-------- The data --------
PR #8804, opened 2026-03-04
rename e2e files and directories

doug-s-nava:
## Summary

unticketed

## Changes proposed

renames some e2e files and directories for consistency


frontend/tests/e2e/search/features/search-results/andor-search-term-switch.feature
Bhavna-Ramachandran, line 1: This should be moved under search/features/search-results, as they main check how search results change for each toggle.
--------
Work task ▸
Above are the records; restate each one exactly.

Output of the task ▸
PR #8804, opened 2026-03-04
rename e2e files and directories

doug-s-nava:
## Summary

unticketed

## Changes proposed

renames some e2e files and directories for consistency


frontend/tests/e2e/search/features/search-results/andor-search-term-switch.feature
Bhavna-Ramachandran, line 1: This should be moved under search/features/search-results, as they main check how search results change for each toggle.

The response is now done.